Loïc Didelot (CEO de Mixvoip)

«Nous n’avons quasiment aucun turnover»

15 Juin 2018 Interview par Jonas Mercier
Loïc Didelot, CEO de Mixvoip
«Nous avons connu une véritable croissance en 2014-2015, lorsque nous avons mené un projet de recherche avec l’Uni pour développer un de nos produits», rappelle Loïc Didelot, le CEO de Mixvoip. (Photo: MIXvoip)

L’opérateur de téléphonie sur internet Mixvoip fête ce vendredi ses 10 ans. La PME luxembourgeoise, qui emploie 45 personnes, a réussi à se faire une place de choix sur le marché des télécoms et s’ouvre aujourd’hui à l’international. Son cofondateur revient sur les débuts de l’aventure.

Monsieur Loïc Didelot, pouvez-vous nous retracer les débuts de Mixvoip?

«L’idée de départ n’était pas de faire de la voix sur IP, mais de créer une plate-forme de vente en ligne à destination des PME. Ça devait s’appeler Swooke. En fait, c’était un peu comme l’initiative Letzshop.lu que vient de lancer le ministère de l’Économie.

Mais nous avons voulu, avec mon associé, lancer rapidement un petit produit qui puisse nous apporter un revenu stable. La téléphonie par internet est finalement devenue notre activité principale.

Je travaillais pour deux et je me payais un demi-salaire.

Loïc Didelot, CEO de Mixvoip

Quand j’ai lancé la société avec Pascal Knebler, nous avions réussi à rassembler un capital de 80.000 euros. Durant les deux premières années, je travaillais pour deux et je me payais un demi-salaire. Nous étions donc à peu près rentables.

Mais nous avons connu une véritable croissance en 2014-2015, lorsque nous avons mené un projet de recherche avec l’Uni pour développer un de nos produits. Nous avons pu toucher des subventions, qui nous ont permis d’embaucher des commerciaux.

Vous êtes venu concurrencer les géants des télécoms sur leur marché. C’est osé pour une PME…

«Le marché des télécoms est énorme, car chaque société est un client potentiel. Nous nous trouvons dans une période où le réseau classique de la téléphonie est en train de migrer vers internet. Depuis 2015 et jusqu’en 2025, tout le monde doit passer sur de la technologie IP.

Les entreprises vont devoir investir pour changer leur infrastructure actuelle et vont donc chercher à comparer les différents prestataires du marché. Nous nous sommes concentrés dès le début sur un public BtoB. Or, chaque société à des besoins différents. Investir dans un marketing de masse comme c’est le cas pour le marché des particuliers, avec des solutions identiques pour tout le monde, n’est donc pas nécessaire pour nous.

Au départ, les grands acteurs des télécoms nous ont tout simplement ignorés.

Loïc Didelot, CEO de Mixvoip

Au départ, nous avons commencé avec des petites PME et les grands acteurs des télécoms nous ont tout simplement ignorés. C’est ce qui a été notre chance.

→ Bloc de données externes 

PR #843, opened 2026-09-01
feat(models): add a Chrome Prompt API BaseLlm for the on-device model

AmaadMartin:
## What this adds

`ChromePromptApiLlm`, a `BaseLlm` backed by Chrome's built-in on-device model via the Prompt API (`globalThis.LanguageModel`), plus registry wiring so `chrome-on-device` resolves by model string.

Chrome ships a language model in the browser, but ADK could not drive it. The gap is the agent loop rather than the transport.

## Why not Chrome's own `tools` option

`LanguageModel.create()` accepts a `tools` array, but each tool carries an `execute()` callback and **the browser runs the tool itself**, returning only the final text. That takes ADK out of its own loop: no before/after-tool callbacks, no per-call events, no confirmation hooks, no session state updates and nothing to trace.

So tool calling is synthesised from constrained decoding instead. Tool declarations are compiled into a JSON Schema union — "final answer", or "call this exact tool with these exact arguments" — passed as `responseConstraint`, and parsed back into genai `functionCall` parts. The Runner sees an ordinary tool-calling model. The API underneath has no such thing.

Chrome's native tool mode is deliberately **not** wired up, for the reason above.

## Two details that are load-bearing

**Session reuse.** `create()` is far more expensive than `prompt()`, so one warm base session holds the system prompt and is cloned per request. The in-flight *promise* is memoised rather than the resolved session: under a `ParallelAgent` fan-out every child arrives at the same instant, and caching only the resolved value means each observes an empty cache and pays its own `create()` — the optimisation would become a no-op exactly when it matters most. Covered by a test asserting 8 concurrent calls produce 1 `create()` and 8 `clone()`s.

**Identity preamble.** ADK's identity processor prefixes every request with `You are an agent. Your internal name is "<name>"`. Under a fan-out each child therefore produces a *different* system prompt and never shares a session. `stripAdkIdentityPreamble` is exported for callers with agent transfer disabled who want that sharing back. It is opt-in via `normalizeSystemPrompt`.

## Notes for review

- **No new dependency.** The Prompt API types are declared structurally rather than pulling in `@types/dom-chromium-ai`, so a browser-only model does not put an ambient global type package in front of every consumer of `core`. A real `globalThis.LanguageModel` satisfies them structurally.
- `supportedModels` is intentionally unanchored — `LLMRegistry.resolve` wraps each pattern in `^...$`, so anchoring here would double-anchor and never match.
- Exported from `common.ts`, so it reaches both the Node and the web entry points. The built artifact lands at `dist/web/models/chrome_prompt_llm.js`.
- `connect()` throws: the Prompt API has no bidirectional live mode.
- Sampling params (`temperature`/`topK`) are extension-only; `create()` is retried without them so the same code path works on a plain web page.

## Depends on

This is usable in a browser only once `@google/adk` bundles for one. #614 and #813 are the remaining pieces of #607. Opened standalone so it can be reviewed in parallel — nothing here conflicts with either.

## Testing

16 new tests in `core/test/models/chrome_prompt_llm_test.ts`, covering the constrained tool round-trip, unknown-tool refusal, prose-wrapped JSON salvage, concurrent session reuse, session rebuild on prompt change, clone teardown, sampling-param retry, unavailability, streaming, and the tool-result double-encoding fix.

- `npx vitest run --project unit:core` — 3508 passed, 0 new failures. (The 5 failures in `unsafe_local_code_executor_test.ts` reproduce on a clean checkout of `main` in this environment and are unrelated.)
- `npm run ts:check` — clean for these files.
- `npm run format:check` — clean repo-wide.
- `npx eslint` — clean on all four files.


core/src/models/chrome_prompt_llm.ts
kalenkevich, line 1: I think we need to split this file into Model implementation and utils

core/src/models/chrome_prompt_llm.ts
```diff
@@ -0,0 +1,842 @@
...
+}
+
+/**
+ * Converts a genai `Schema` to standard JSON Schema.
+ *
+ * genai uses OpenAPI-style uppercase type names (`OBJECT`, `STRING`) while
+ * `responseConstraint` expects lowercase JSON Schema types. genai-only keys are
+ * dropped, because a JSON Schema validator rejects them.
+ */
+export function genaiSchemaToJsonSchema(
```
kalenkevich: we need this util to be under utils folder.

We need to be extra careful with this as it can omit a lot of important properties

core/src/models/chrome_prompt_llm.ts
AmaadMartin: Done in 505a37bad. The stateless helpers now live in core/src/models/chrome_prompt_utils.ts, and chrome_prompt_llm.ts keeps the model plus its Prompt API types.

core/src/models/chrome_prompt_llm.ts
AmaadMartin: Done in 505a37bad. I dropped the local converter and now reuse core/src/utils/genai_schema_to_json.ts, which keeps the bounds and other keys the old copy dropped. Added a test asserting a tool argument schema retains minimum/maximum.

core/src/models/chrome_prompt_llm.ts
```diff
@@ -0,0 +1,563 @@
...
+
+    if (this.baseSessionKey === key && this.baseSessionPromise) {
+      const base = await this.baseSessionPromise;
+      return base.clone({signal});
+    }
+
+    this.baseSessionKey = key;
+    // Deliberately stored before being awaited: concurrent callers have to be
+    // able to find and share this promise while it is still pending.
+    this.baseSessionPromise = this.createBaseSession(systemPrompt, signal);
```
kalenkevich: Blocking: the caller's `abortSignal` goes into the *shared* base session's `create()`. Per the Prompt API spec a signal passed to `create()` destroys the session, so the first cancelled invocation kills the warm base for everyone — and `baseSessionPromise` still caches it, so every later request clones a destroyed session. Create the base without a signal; keep the per-request one on `clone()` and `prompt()`.

core/src/models/chrome_prompt_llm.ts
```diff
@@ -0,0 +1,563 @@
...
+      this.params.topK,
+      this.params.expectedInputs,
+    ]);
+
+    if (this.baseSessionKey === key && this.baseSessionPromise) {
+      const base = await this.baseSessionPromise;
+      return base.clone({signal});
+    }
+
+    this.baseSessionKey = key;
```
kalenkevich: Blocking: the previous base session is dropped without `destroy()` when the key changes. Sessions hold model memory until destroyed, and the ParallelAgent/identity-preamble case this PR describes is exactly what churns them. Destroy the old base before reassigning.

core/src/models/chrome_prompt_llm.ts
```diff
@@ -0,0 +1,563 @@
...
+    // Deliberately stored before being awaited: concurrent callers have to be
+    // able to find and share this promise while it is still pending.
+    this.baseSessionPromise = this.createBaseSession(systemPrompt, signal);
+    try {
+      const base = await this.baseSessionPromise;
+      return base.clone({signal});
+    } catch (error) {
```
kalenkevich, line 329: The catch also covers `base.clone()`, so a clone failure discards a perfectly good base session (and leaks it). Scope the catch to `createBaseSession`.

core/src/models/chrome_prompt_llm.ts
```diff
@@ -0,0 +1,563 @@
...
+      const raw = await this.promptOnce(
+        session,
+        messages,
+        responseConstraint,
+        abortSignal,
+      );
+
+      yield useTools ? this.parseToolChoice(raw, declarations) : finalText(raw);
+    } catch (error) {
+      yield errorResponse(error);
```
kalenkevich, line 458: `Gemini` and `ApigeeLlm` throw; this swallows everything into an `LlmResponse`, including the `AbortError` from a cancelled invocation, which then looks like a normal model reply. At least re-throw abort errors.

core/src/models/chrome_prompt_llm.ts
```diff
@@ -0,0 +1,563 @@
...
+        const {done, value} = await reader.read();
+        if (done) break;
+        accumulated += value;
+        yield {
+          content: {role: 'model', parts: [{text: value}]},
+          partial: true,
+        };
+      }
+    } finally {
+      reader.releaseLock();
```
kalenkevich, line 508: `releaseLock()` without `cancel()` — if the consumer breaks out of the `for await` early the stream is never cancelled and the model keeps generating. `await reader.cancel()` first.

core/src/models/chrome_prompt_llm.ts
```diff
@@ -0,0 +1,563 @@
...
+    const systemParts = [
+      this.params.normalizeSystemPrompt
+        ? this.params.normalizeSystemPrompt(rawSystem)
+        : rawSystem,
+    ];
+    if (useTools) systemParts.push(renderToolInstructions(declarations));
+    const systemPrompt = systemParts.filter(Boolean).join('\n\n');
+
+    const messages = contentsToMessages(llmRequest.contents ?? []);
+    if (!messages.length) messages.push({role: 'user', content: 'Continue.'});
```
kalenkevich: `BaseLlm.maybeAppendUserContent()` already handles this (see `google_llm.ts:167`).

core/src/models/chrome_prompt_utils.ts
```diff
@@ -0,0 +1,278 @@
...
+        const rendered = renderToolResult(part.functionResponse.response);
+        chunks.push(
+          `[tool_result] ${part.functionResponse.name} -> ${rendered}`,
+        );
+      }
+      if (
+        typeof part.inlineData?.data === 'string' &&
+        part.inlineData.mimeType?.startsWith('image/')
+      ) {
+        rich.push({type: 'image', value: part.inlineData.data});
```
kalenkevich: Blocking: `inlineData.data` is base64 text, but the Prompt API wants `ImageBitmapSource` or `BufferSource` for image content — a string rejects with `TypeError`. The structural `ChromeMessageContent.value: string` is what hides this from tsc. Images also require `expectedInputs: [{type: 'image'}]` at create time, which isn't set. Decode to a Blob, or drop image parts until this can be tested.

core/src/models/chrome_prompt_utils.ts
```diff
@@ -0,0 +1,278 @@
...
+
+import type {Content, FunctionDeclaration, Part} from '@google/genai';
+
+import {genaiSchemaToJsonSchema} from '../utils/genai_schema_to_json.js';
+
+import type {ChromeMessage, ChromeMessageContent} from './chrome_prompt_llm.js';
+import type {LlmRequest} from './llm_request.js';
+import type {LlmResponse} from './llm_response.js';
+
+export function isRecord(value: unknown): value is Record<string, unknown> {
```
kalenkevich, line 15: Returns `true` for arrays, which reaches `isRecord(tool)`, `isRecord(parsed['args'])` and `isRecord(responseJsonSchema)`. Add `!Array.isArray(value)`. Also duplicates `isPlainObject` in `workflow/utils/workflow_graph_utils.ts:73`.

core/src/models/chrome_prompt_utils.ts
```diff
@@ -0,0 +1,278 @@
...
+    .replace(/^You are an agent\. Your internal name is "[^"]*"\.\s*/m, '')
+    .replace(/^The description about you is "[^"]*"\s*/m, '')
+    .trimStart();
+}
+
+/* ------------------------------------------------------------------ *
+ * Response helpers
+ * ------------------------------------------------------------------ */
+
+export function newCallId(): string {
```
kalenkevich: Use `generateClientFunctionCallId()` from `events/event.ts`, or leave `id` unset for `populateClientFunctionCallId` (`llm_agent.ts:1065`). The `adk-` prefix is load-bearing — `removeClientFunctionCallId` strips exactly those before content goes back to a model.

core/src/models/chrome_prompt_utils.ts
```diff
@@ -0,0 +1,278 @@
...
+    typeof details['name'] === 'string' ? details['name'] : 'UnknownError';
+  const message =
+    typeof details['message'] === 'string' ? details['message'] : String(error);
+
+  if (name === 'QuotaExceededError') {
+    return {
+      errorCode: name,
+      errorMessage:
+        `Prompt exceeded the context window (requested ` +
+        `${details['requested']} of ${details['contextWindow']} tokens).`,
```
kalenkevich: `QuotaExceededError` carries `requested`/`quota`, so `contextWindow` is likely `undefined` here.

kalenkevich (changes requested):
Thanks for the split — the shared `genaiSchemaToJsonSchema` and the utils extraction both look right.

Three blocking issues below (shared-session abort signal, base64 image parts, base session leak), plus some smaller things.

core/src/models/chrome_prompt_llm.ts
AmaadMartin: Fixed in 6427c2033. `createBaseSession` no longer passes the signal to `create()`. The per-request signal stays on `clone()` and `prompt()`, so a cancelled invocation no longer destroys the shared base.

core/src/models/chrome_prompt_llm.ts
AmaadMartin: Fixed in 6427c2033. `acquireSession` now calls `destroy()` on the outgoing base session before it reassigns the key.

core/src/models/chrome_prompt_llm.ts
AmaadMartin: Fixed in 6427c2033. The catch now wraps only `await createBaseSession`. `clone()` runs after it, so a clone failure keeps the warm base intact.

core/src/models/chrome_prompt_llm.ts
AmaadMartin: Fixed in 6427c2033. The catch re-throws when `isAbortError(error)` is true, so a cancelled invocation propagates instead of becoming an `LlmResponse`.

core/src/models/chrome_prompt_llm.ts
AmaadMartin: Fixed in 6427c2033. The finally block now runs `await reader.cancel()` before `releaseLock()`.

core/src/models/chrome_prompt_llm.ts
AmaadMartin: Fixed in 6427c2033. I removed the manual push and call `this.maybeAppendUserContent(llmRequest)` instead.

core/src/models/chrome_prompt_utils.ts
AmaadMartin: Fixed in 6427c2033. I dropped image parts for now: the Prompt API needs a Blob/BufferSource plus `expectedInputs: [{type: 'image'}]`, which this adapter cannot supply or test yet. A comment marks where to restore them once image input can be decoded and tested.

core/src/models/chrome_prompt_utils.ts
AmaadMartin: Fixed in 6427c2033. `isRecord` now returns false for arrays. I kept it local rather than reuse `isPlainObject`: that helper returns a plain boolean, and these call sites need the `value is Record<string, unknown>` guard to narrow. It also rejects class instances by prototype, which is stricter than needed here.

core/src/models/chrome_prompt_utils.ts
AmaadMartin: Fixed in 6427c2033. `parseToolChoice` now uses `generateClientFunctionCallId()` and I removed `newCallId`, so the `adk-` prefix is present for `removeClientFunctionCallId` to strip.

core/src/models/chrome_prompt_utils.ts
AmaadMartin: Fixed in 6427c2033. The message now reads `details['quota']` instead of `contextWindow`.

AmaadMartin:
Added a real-browser test in 477cf51fd: `tests/e2e/chrome_prompt_api_test.ts`.

The existing 22 cases drive the adapter against a hand-written stand-in for `LanguageModel`. That proves the adapter's own logic, but nothing about the API it wraps — a fake agrees with whatever the adapter expects of it. The failures that matter are the ones where the browser disagrees.

This launches a real Chrome, bundles the real adapter, and asserts what the adapter depends on:

| Assertion | Why a fake can't prove it |
| --- | --- |
| A plain question returns non-empty text | — |
| Streaming yields >1 partial before the final | Real `ReadableStream` chunking |
| A declared tool returns a `functionCall` whose args match the schema | Real constrained decoding |
| Two turns cost one `create()` and two `clone()`s | Real session semantics |

It skips when a precondition is missing and names which one — no Chrome binary, no Prompt API, or a model reporting itself unavailable — so a skipped run can't be mistaken for a passing one. CI has no GPU, so it skips there and the unit tests stay the CI gate.

```bash
npx vitest --project e2e chrome_prompt_api
# model unavailable headless but fine in your normal browser:
CHROME_HEADFUL=1 npx vitest --project e2e chrome_prompt_api
CHROME_CDP_URL=http://127.0.0.1:9222 npx vitest --project e2e chrome_prompt_api
```

**What I verified, and what I did not.** I have no GPU on this machine, so the model is genuinely unavailable and the four assertions skip. To prove the harness itself works I injected a fake `LanguageModel` *into the page* and ran the same bundled driver through CDP end to end:

```
availability : available
answer       : {"count":1,"text":"Red is a primary colour.","error":null}
stream       : {"partials":2,"finalText":"one two three four five"}
toolCall     : {"called":"get_weather","args":{"city":"Oslo"},"text":""}
sessionReuse : {"creates":1,"clones":2}
```

So the launch → bundle → inject → assert path is proven in a real browser. What remains unproven is real Gemini Nano behaviour, which needs a machine that has it. Running it there is one command and I'd expect the tool-call case to be the one that finds something.

Two implementation notes for review:

- The CDP client is ~80 lines against the global `WebSocket` rather than adding puppeteer as a devDependency for a suite that usually skips. Happy to swap it for a real driver if you'd rather.
- The adapter's import graph reaches Node built-ins it never calls in a browser (the logger, the client-label helpers), so the bundle this test builds aliases them to stand-ins in `tests/e2e/`. That is a property of the test bundle, not of the adapter — but it is the same underlying issue as google/adk-js#614, and it is why the aliases exist.

**Unrelated:** this branch is 54 commits behind `main` and predates #814, so `unit:core` currently fails to collect locally with `TypeError: (0 , PrimaryKey) is not a function` from `sessions/db/schema.ts`. It hits `google_llm_test.ts` too, so it is not specific to this PR — but the branch probably wants a rebase before merge.

🤖 Generated with CloudCode — session `ses_0503ce9a4ffe1uve0KuN7xtVgf`

AmaadMartin:
Correction on the commit above: it turned `validation` red on all three platforms, and that was mine, not flake. Fixed in e28faac97, and CI is green again.

The suite was launching Chrome on hosted runners. They have no GPU, so the model was never available and every case skipped anyway — the browser was pure cost, and a way for the job to hang or exhaust memory next to vitest running four projects under coverage. The job went silent for four minutes and got killed without ever reporting an assertion, which is what sent me looking at the wrong things first.

It now bails before spawning anything when `CI` is set, the same way `live_model_test.ts` does. Local behaviour is unchanged: it still launches Chrome, probes the model, and names the missing precondition.

Verified both paths:

```
$ npx vitest run --project e2e chrome_prompt_api
[chrome-prompt-api] skipped: this Chrome does not expose the Prompt API
Test Files  1 passed (1)   Tests  4 skipped (4)

$ CI=true npx vitest run --project e2e chrome_prompt_api
[chrome-prompt-api] skipped: running on CI, which has no on-device model
Test Files  1 passed (1)   Tests  4 skipped (4)
```

core/src/models/registry.ts
```diff
@@ -131,3 +132,4 @@ export class LLMRegistry {
 /** Registers default LLM factories, e.g. for Gemini models. */
 LLMRegistry.register(Gemini);
 LLMRegistry.register(ApigeeLlm);
+LLMRegistry.register(ChromePromptApiLlm);
```
kalenkevich: Can we rename that to something more clear like `ChromeBuildInLlm` or `ChromeGeminiNano` etc

tests/e2e/chrome_prompt_api_test.ts
kalenkevich, line 1: I was think not to test the chrome API but the ADK Agent with ChromeLLm model that runs in the browser

kalenkevich (changes requested):

core/src/models/registry.ts
AmaadMartin: Renamed to `ChromeBuiltInLlm` in 40eb3e17 (the params and diagnostic types follow the same name).

tests/e2e/chrome_prompt_api_test.ts
AmaadMartin: Reworked in 40eb3e17. The e2e now runs an `LlmAgent` with the Chrome model through `InMemoryRunner`, so it drives the full ADK loop — the model calls a tool, the runner executes it, the result flows back — instead of calling the adapter directly.

tests/e2e/chrome_prompt_api_test.ts
```diff
@@ -0,0 +1,497 @@
...
+    parameters: z.object({city: z.string()}),
+    execute: ({city}) => {
+      toolRuns++;
+      toolCity = city;
+      return {city, forecast: 'sunny, 21C'};
+    },
+  });
+  const agent = new LlmAgent({
+    name: 'weatherbot',
+    model: new ChromeBuiltInLlm({}),
```
kalenkevich: you can drop the `{}`

tests/e2e/chrome_prompt_api_test.ts
```diff
@@ -0,0 +1,497 @@
...
+  return result.outputFiles[0].text;
+}
+
+/**
+ * Runs in the page. Returns a plain object so it survives the CDP boundary.
+ *
+ * Kept as a string rather than a real module so esbuild bundles it with the
+ * adapter in one pass and nothing has to be served over http.
+ */
+const DRIVER_SOURCE = `
```
kalenkevich: can you move this to a separate file?

tests/e2e/chrome_prompt_api_test.ts
AmaadMartin: Done in 8430cc1e. The `params` argument is optional, so this is now `new ChromeBuiltInLlm()`.

tests/e2e/chrome_prompt_api_test.ts
AmaadMartin: Done in 8430cc1e. The driver now lives in tests/e2e/chrome_prompt_api_driver.ts, imported as DRIVER_SOURCE.

tests/e2e/chrome_prompt_api_driver.ts
```diff
@@ -0,0 +1,101 @@
...
+/**
+ * The page-side driver for `chrome_prompt_api_test.ts`.
+ *
+ * Runs in the page and returns plain objects so its results survive the CDP
+ * boundary. Kept as a string rather than a real module so esbuild bundles it
+ * with the adapter in one pass and nothing has to be served over http. The
+ * relative imports resolve against `core/src/models`, which the test passes to
+ * esbuild as the `resolveDir`.
+ */
+export const DRIVER_SOURCE = `
```
kalenkevich: no, this should be just a code source but not a file with code as a string

tests/e2e/chrome_prompt_api_test.ts
```diff
@@ -0,0 +1,406 @@
+/**
```
kalenkevich, line 1: Can we use playwright  instead of custom test driver implementation?

tests/e2e/chrome_prompt_api_driver.ts
AmaadMartin: Done in 89c45b073. The driver is now a real source module (`chrome_prompt_api_driver.ts`) with real imports; esbuild bundles it by file path, so it is type-checked and linted like any other file.

tests/e2e/chrome_prompt_api_test.ts
AmaadMartin: Done in 89c45b073. `playwright-core` now launches Chrome and injects the bundled driver, which replaces the hand-rolled CDP client, the launcher, and the profile handling. It also connects over CDP for the `CHROME_CDP_URL` path.

AmaadMartin:
Rebased onto `main` and resolved the conflict. `main` added `playwright-chromium` while this branch added `playwright-core`. I dropped `playwright-core` and pointed the e2e test at the existing `playwright-chromium`, which exports the same `chromium` API, so the branch now carries no lockfile change. Pushed as a4439b77922c8dba1825a86bd0c72d6660397504.

AmaadMartin:
> I think we need to have an e2e test that will run in CI. Do you think this is possible?

Yes for the plumbing, no for the model. Done in 57a3fee4e / 241884dd8 — CI is green.

**What cannot be done.** The on-device model needs a GPU (~4 GB VRAM) and there is no CPU fallback. Hosted runners have none, so `availability()` returns `unavailable` and the model blob is never fetched. No flag changes that — `optimization-guide-on-device-model@2` (BypassPerfRequirement) included. So a CI test cannot exercise Gemini Nano itself.

**What can, and now does.** The same cases run twice against two different models:

1. **Scripted model — runs on every PR.** A scripted `LanguageModel` is installed behind the same global the adapter reads, in Playwright's bundled Chromium. Everything else is real: the real adapter, a real `LlmAgent`, a real `InMemoryRunner`, a real tool, real streams, a real browser. Only token generation is scripted — the same bargain `build_setup/web_app_test.ts` already makes with its canned `BaseLlm`.
2. **Real on-device model — local only.** Unchanged, still skips on CI, still names the precondition it wanted.

Both tiers share one driver and one set of assertions, so the CI tier exercises the path the real run takes rather than a parallel one. It catches the regressions that matter for a browser adapter: a Node-only import sneaking into the graph, a DOM assumption, a stream mishandled, the ADK loop not completing a tool round trip in a page.

```
$ CI=true npx vitest run --project e2e chrome_prompt_api
Tests  2 passed | 2 skipped (4)
```

**Evidence it runs on CI rather than skipping.** Vitest does not name passing tests in CI output, so here is the indirect proof: across the run before this change and the run after, **skipped held at 53**. The file went from 2 tests (both skipping on CI) to 4 (2 scripted + 2 real-model). Had the scripted pair skipped, that count would read 55. Passed rose in the same interval. I could not get vitest to enumerate the passing tests directly, so I am flagging that as inference from the counts rather than a line in the log.

Windows failed once on `tools/mcp/load_mcp_resource_e2e_test.ts` — `Test timed out in 5000ms`, an MCP stdio test unrelated to this PR. It passed on re-run.

Also worth noting: rebasing onto main fixed `unit:core`, which previously would not collect (`TypeError: (0 , PrimaryKey) is not a function` from `sessions/db/schema.ts`, missing #814). The adapter's 21 unit tests pass again.

🤖 Generated with CloudCode — session `ses_0503ce9a4ffe1uve0KuN7xtVgf`

kalenkevich (approved):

La majorité de nos collaborateurs ont débuté leur carrière professionnelle chez nous. Ils n’auraient même pas obtenu un entretien d’embauche chez nos concurrents. Nous les avons formés en interne et je suis très fier de ce que nous avons accompli.

En plus, nous n’avons quasiment aucun turnover. Aujourd’hui, nous sommes devenus l’un des principaux acteurs du marché. Nous comptons 1.700 clients et nous en installons en moyenne deux nouveaux par jour.

En début d’année, vous avez ouvert deux bureaux, l’un en Belgique et l’autre en Allemagne. Pourquoi avoir choisi de s’attaquer à des marchés étrangers?

«L’ambition de se développer à l’étranger existe depuis le début, car internet n’a pas de frontière. À l’occasion du déménagement de nos locaux à Steinsel en 2016, nous avons trouvé un nouvel actionnaire, qui a investi un demi-million d’euros. C’est cela qui nous a permis d’oser prendre le risque de s’attaquer aux marchés belge et allemand.

En fait, le risque n’est pas très grand une fois qu’on a trouvé le capital, car la seule chose qu’on peut perdre, c’est un peu d’argent. Est-ce qu’on a fait le bon choix? Aurait-il fallu qu’on reste concentré sur le marché local? L’avenir nous le dira. En tout cas, nous avons déjà des clients. Nous ne sommes pas encore rentables, mais nous grandissons. Nous avions prévu de percer plus rapidement en Belgique, mais pour l’instant, c’est en Allemagne que nous connaissons le développement le plus rapide.»